Friday, February 03, 2006

Google Searches

The concern about whether or not Google should keep a cache of all the searches a user performs made me think about records other companies maintain. Department stores, for example, keep extensive databases of our purchases. If a credit card is used, the store database might have the name of the customer, what item was purchased, the date the purchase occurred, etc. Should they have restrictions on the records they keep about their customers and purchases? Or, do consumers realize that purchases shouldn't enjoy the same level of privacy as searches on Google?


Blogger Brian Bulson said...

I am one that doesn't see the big problem with search records being kept. Just as Scott mentioned, our purchaces and many other aspects of our daily lives are recorded in one way or another, if we don't like that then we could choose not to use credit cards, google, etc. In regards to research, when we go to the library, anyone could stand by the check out counter to see what we check out. With today's technology, a computer could simply record this information, but my point is even before we couldn't expect complete privacy when conducting research. It seems what worries people now is that it is just so much easier to collect this information because we conduct more aspects of our life online, but this is a choice we make.

10:37 AM  
Blogger DSomogy said...

Record keeping on consumer transactions is huge, and it's all about $$$. Credit card companies sell transactional data, and it's used to develop "lifestyle profiles" for direct marketing purposes. One of the most famous (or infamous) companies who brokers in such information is ChoicePoint. ChoicePoint, by the way, was in the news last year for being hacked and copromising many "identities." Also, the government is limited in its ability to collect much of this data directly; so instead it chooses to BUY the data from companies like ChoicePoint.

6:34 AM  
Blogger Syed Ali said...

I am not sure that I see a valid comparison between Google keeping records of search terms and department stores keeping records of customer transactions. The only similarity that I see is that they are both in fact "records." So what? There are valid reasons that department stores keep such records (customer returns, exchanges, keeping track of goods sold in order to keep a better system to track theft, etc.). I guess I would need to hear the valid and necessary reasons to keep a record of search terms.
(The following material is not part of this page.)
PR #686, opened 2026-07-11
fix: make finalizer deletion idempotent

### LINKED ISSUE #662: Controller loop should treat NotFound as idempotent at post-get write sites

I also would take issue with brian's assertion that if we don't like companies keeping records then we could just choose not to use credit cards, google, etc. I don't think that is a real option in today's world. It is also assuming a similarity between credit card records (which also are necessary for such reasons as customers disputing charges, etc.) and google's record keeping. I don't see such similarities.

I could be wrong about all this and I would like to hear some other opinions about the necessity in keeping records of online users search terms.

12:50 PM  
Blogger Christine said...

I agree with Syed, department stores have valid reasons for keeping such records - anyone who has ever lost a receipt - has probably been helped by this. Also, alot of stores (more particularly groceries, drug stores) give the customer something in return for their infomrmation - such as discounts, etc. - i.e. Kroger Plus card. At the same time - I do get annoyed by the numerous catalogs I get in the mail from places I've never even heard of - just because they are similar to places I have purchased products from in the past. Somehow though - it seems that such purchases are not as personal as searches for information on the Internet - for example when people are looking for medical or treatment informaiton on the Internet - whereas when you go to a Dr. - your personal information is protected by HIPAA.